İnflamatuar bağırsak hastalıklarında (İBH) sadece bağırsaklar değil, pelvik taban da etkilenebilir. Bu ilişkiyi gözden kaçırmak, hastaların yaşam kalitesini olumsuz etkileyebilir.
Bağırsak ağrısı, sık tuvalet ihtiyacı, gaz kaçırma… Ancak sorun sadece bağırsakta mı? Crohn ve ülseratif kolit gibi kronik inflamatuar bağırsak hastalıkları genç yaşta başlar ve yaşam boyu devam eder. Ancak son yıllarda yapılan araştırmalar, İBH’nin pelvik taban kaslarını da etkilediğini ortaya koyuyor. Yani dışkılama güçlüğü, pelvik ağrı ve idrar kaçırma gibi sorunlar, hastalığın doğrudan bağırsakla ilgili olmayan ama etkileyici bir yönünü işaret ediyor olabilir.

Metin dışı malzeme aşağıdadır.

PR #67, opened 2026-06-03
fix(server): harden startup so a DNS blip can't silently cripple the …

stwilt:
…tool catalog

## Summary
- A transient DNS failure at pod startup made the one-shot openapi fetch fail; entity-tool registration is gated on that spec, so the server came up serving ONLY the 5 token-scoping tools and stayed degraded for 20h — TCP readiness probes never noticed.
- Retry the startup openapi fetch with backoff, fail-fast under REQUIRE_AUTH when it ultimately fails, and gate readiness on the catalog actually being usable so a degraded pod stays out of rotation.

## Changes
- src/openfilter_mcp/server.py: add fetch_openapi_spec_with_retry() (capped exponential backoff, env-overridable, never raises); use it at startup; SystemExit under REQUIRE_AUTH when the spec is unreachable instead of registering a token-tools-only catalog; add unauthenticated /health route returning 503 until entity tools register, 200 otherwise.
- deployment/openfilter-mcp/templates/deployment.yaml: readiness probe switched from tcpSocket to httpGet /health; liveness stays TCP-only.
- tests/test_openapi_integration.py: cover retry success/exhaustion, REQUIRE_AUTH fail-fast on missing spec, and /health 200-vs-503.

## Test plan
- [x] uv run pytest tests/ -q (419 passed, 1 skipped)
- [x] helm template renders readiness httpGet /health
- [ ] After deploy: confirm /health returns 200 and full entity-tool catalog surfaces

### DIFF
--- a/src/openfilter_mcp/server.py
+++ b/src/openfilter_mcp/server.py
@@ -26,6 +26,7 @@ import json
 import logging
 import os
 import re
+import time
 from datetime import datetime, timedelta, timezone
 from typing import Any, Dict
 
@@ -195,6 +196,57 @@ def get_entity_spec() -> dict[str, Any] | None:
             "entity-spec endpoint unreachable, falling back to OpenAPI parsing: %s", e
         )
         return None
+
+
+# Startup openapi-fetch retry knobs. The openapi fetch is the single gate
+# for entity-tool registration, and it runs ONCE at startup with no
+# in-process retry. A transient failure here — most commonly a DNS
+# cold-start race where the pod comes up before kube-dns is reachable
+# ([Errno -3] Temporary failure in name resolution) — would otherwise
+# permanently degrade the server to just the token-scoping tools until a
+# manual restart. Retrying with capped exponential backoff absorbs that
+# race. Overridable via env for tests / unusual deployments.
+_OPENAPI_FETCH_ATTEMPTS = int(os.getenv("OPF_MCP_OPENAPI_FETCH_ATTEMPTS", "5"))
+_OPENAPI_FETCH_BASE_DELAY = float(os.getenv("OPF_MCP_OPENAPI_FETCH_BASE_DELAY", "1.0"))
+_OPENAPI_FETCH_MAX_DELAY = float(os.getenv("OPF_MCP_OPENAPI_FETCH_MAX_DELAY", "30.0"))
+
+
+def fetch_openapi_spec_with_retry(
+    attempts: int | None = None,
+    base_delay: float | None = None,
+    max_delay: float | None = None,
+) -> dict[str, Any] | None:
+    """Fetch the OpenAPI spec, retrying transient failures with capped
+    exponential backoff.
+
+    Returns the sanitized spec on success, or None if every attempt
+    failed. Never raises — a None return lets the caller decide whether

Pelvik taban nedir ve neden önemlidir?
Pelvik taban; mesane, rektum, rahim ve prostat gibi organları destekleyen kas ve sinir ağından oluşur. Bu bölge dışkılama, idrar kontrolü ve cinsel fonksiyonlarda rol oynar. Ancak İBH gibi kronik hastalıklar nedeniyle buradaki kaslar gerektiği gibi gevşeyemez, bu da ciddi semptomlara yol açar. Özellikle tekrarlayan iltihaplar, cerrahiler veya ağrılar bu sistemi bozabilir.
Peki, hangi belirtiler alarm veriyor?
İBH’ye eşlik eden pelvik taban disfonksiyonu, aşağıdaki şikayetlerle kendini gösterebilir:
-
Zorlanarak dışkılama ve ağrılı ıkınma
-
Tuvalet sonrası tam boşalamama hissi
-
Gaz veya dışkı kaçırma
-
Kronik pelvik ağrı
-
Sık idrara çıkma ya da idrar kaçırma
Bu semptomlar, hastalığın aktif döneminde sanılabilir ama remisyon döneminde de sürüyorsa pelvik tabanla ilgili bir sorun olabilir. Memorial Bahçelievler Hastanesi’nden Uzm. Dr. Özdal Ersoy, bu gibi vakalarda ayrıntılı değerlendirme yapılması gerektiğini belirtiyor.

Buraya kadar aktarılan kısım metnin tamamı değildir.